_Stored data entries_.
· · · · ·

PR #3589, opened 2021-02-26
A replacement for std::vector<> of trivial types

pixelflinger:
The aim here is to reduce code bloat.

### DIFF
--- a/libs/utils/include/utils/vector.h
+++ b/libs/utils/include/utils/vector.h
@@ -19,6 +19,7 @@
 
 #include <utils/Allocator.h>
 #include <utils/compiler.h>
+#include <utils/compressed_pair.h>
 
 #include <algorithm>
 #include <utility>
@@ -70,21 +71,36 @@ protected:
     using size_type = uint32_t;
     using allocator_type = ALLOCATOR;
 
+    // our compressed_pair works only with classes
+    struct Capacity {
+        Capacity() = default;
+        Capacity(size_type v) : value(v) {}
+        Capacity(Capacity const& rhs) noexcept = default;
+        Capacity(Capacity&& rhs) noexcept {
+            std::swap(value, rhs.value);
+        }
+        size_type value = 0;
+    };
+
     char* mBegin = nullptr;
     size_type mItemCount = 0;
-    size_type mCapacity = 0;
-    ALLOCATOR mAllocator{};
+    utils::compressed_pair<Capacity, allocator_type> mCompressedCapacity;
 
-    TrivialVectorBase() noexcept = default;
+    size_type& capacity() { return mCompressedCapacity.first().value; }
+    allocator_type& allocator() { return mCompressedCapacity.second(); }
 
-    explicit TrivialVectorBase(const allocator_type& allocator) noexcept : mAllocator(allocator) { }
+    TrivialVectorBase() = default;
 
-    TrivialVectorBase(size_type itemSize, size_type count, const allocator_type& allocator) noexcept
-            : mItemCount(count), mCapacity(count), mAllocator(allocator) {
-        mBegin = (char*)mAllocator.alloc(mCapacity * itemSize);
+    explicit TrivialVectorBase(const allocator_type& allocator)
+            : mCompressedCapacity(0, allocator) {
     }
 
-    TrivialVectorBase(size_type itemSize, size_type count) noexcept
+    TrivialVectorBase(size_type itemSize, size_type count, const allocator_type& a)
+            : mItemCount(count), mCompressedCapacity(count, a) {
+        mBegin = (char*)allocator().alloc(capacity() * itemSize);
+    }
+
+    TrivialVectorBase(size_type itemSize, size_type count)
             : TrivialVectorBase(itemSize, count, allocator_type()) {
     }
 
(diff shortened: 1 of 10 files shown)


libs/utils/include/utils/vector.h
```diff
@@ -55,6 +55,214 @@ static inline bool insert_sorted_unique(std::vector<T>& v, T item) {
...
+        set_capacity(c, itemSize);
+    }
+
+    UTILS_NOINLINE
+    void set_capacity(size_type n, size_type itemSize) {
+        // FIXME: move this in cpp
+        if (n == mCapacity) {
+            return;
+        }
+        char* addr = (char*)malloc(n * itemSize);
```
romainguy, line 101: You should include `<string.h>` and `<stdlib.h>` for malloc/free/memcpy

libs/utils/include/utils/vector.h
```diff
@@ -55,6 +55,214 @@ static inline bool insert_sorted_unique(std::vector<T>& v, T item) {
...
+    void push_back(const_reference v) {
+        assert_capacity(size() + 1, sizeof(T));
+        *end() = v;
+        mItemCount++;
+    }
+
+    template<typename ... ARGS>
+    reference emplace_back(ARGS&& ... args) {
+        assert_capacity(size() + 1, sizeof(T));
+        T::T(end())(std::forward<ARGS>(args)...);
```
romainguy, line 209: include `<utility>`

libs/utils/include/utils/vector.h
```diff
@@ -55,6 +55,214 @@ static inline bool insert_sorted_unique(std::vector<T>& v, T item) {
...
+        }
+        char* addr = (char*)malloc(n * itemSize);
+        memcpy(addr, mBegin, ((mItemCount < n) ? mItemCount : n) * itemSize);
+        free(mBegin);
+        mBegin = addr;
+        mCapacity = n;
+    }
+
+    void swap(TrivialVectorBase& other) {
+        using std::swap;
```
romainguy, line 109: include `<algorithm>`

libs/utils/include/utils/vector.h
```diff
@@ -55,6 +55,214 @@ static inline bool insert_sorted_unique(std::vector<T>& v, T item) {
...
+    }
+
+    char* begin() noexcept { return mBegin; }
+    char* end(size_type itemSize) noexcept { return mBegin + mItemCount * itemSize; }
+    char const* begin() const noexcept { return const_cast<TrivialVectorBase*>(this)->begin(); }
+    char const* end(size_type itemSize) const noexcept { return const_cast<TrivialVectorBase*>(this)->end(itemSize); }
+};
+
+template<typename T, std::enable_if_t<std::is_trivial<T>::value, bool> = true>
+class vector : private TrivialVectorBase {
```
romainguy, line 122: Should we give it a different name to avoid using the wrong one/collisions when/if we do using utils and using std in the same file? I think we rarely if ever do using std but…

libs/utils/include/utils/vector.h
```diff
@@ -14,11 +14,11 @@
  * limitations under the License.
  */
 
-#include <vector>
-
 #ifndef UTILS_VECTOR_H
 #define UTILS_VECTOR_H
 
+#include <vector>
```
bejado, line 20: Why is this still necessary? Doesn't this default the whole purpose?

bejado: Oh, I see `std::vector` is still used elsewhere in the file.. I'm guessing a later PR will handle switching over to the new `vector`.

romainguy: This file contains utility functions for std::vector too.

pixelflinger: We can't just blindly switch either because utils::vector works only for trivial types, also I won't be able to make it work with STL allocators, because of how they work. They'll work with our filament allocator though.

libs/utils/include/utils/vector.h
bejado, line 209: I'm probably missing something obvious, but I can't parse this line. What's `T::T` suppose to be? When I try to create a `struct Foo {}; utils::vector<Foo>`, I get an error.

romainguy: It's a `T::T(…)`, a constructor.

bejado: This is what I mean:

```
struct Foo { };
utils::vector<Foo> v;
v.emplace_back();
```

```
../../libs/utils/include/utils/vector.h:209:12: error: no member named 'T' in 'Foo'
        T::T(end())(std::forward<ARGS>(args)...);
```

pixelflinger: Yeah I completely goofed up there.
The code should have been `new T(end())(...)`.  Because it's a template it didn't fail at compile time until I actually tried to use it :-)

libs/utils/include/utils/vector.h
pixelflinger: The final code is not using these.

libs/utils/include/utils/vector.h
bejado: I was thinking this was some bizarre new C++ syntax I hadn't seen before, which wouldn't have surprised me :)

bejado (approved):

· · · · ·

The response should contain only a verbatim copy of the lines from the line with "The code should" to the final line of the records.

The code should have been `new T(end())(...)`.  Because it's a template it didn't fail at compile time until I actually tried to use it :-)

libs/utils/include/utils/vector.h
pixelflinger: The final code is not using these.

libs/utils/include/utils/vector.h
bejado: I was thinking this was some bizarre new C++ syntax I hadn't seen before, which wouldn't have surprised me :)

bejado (approved):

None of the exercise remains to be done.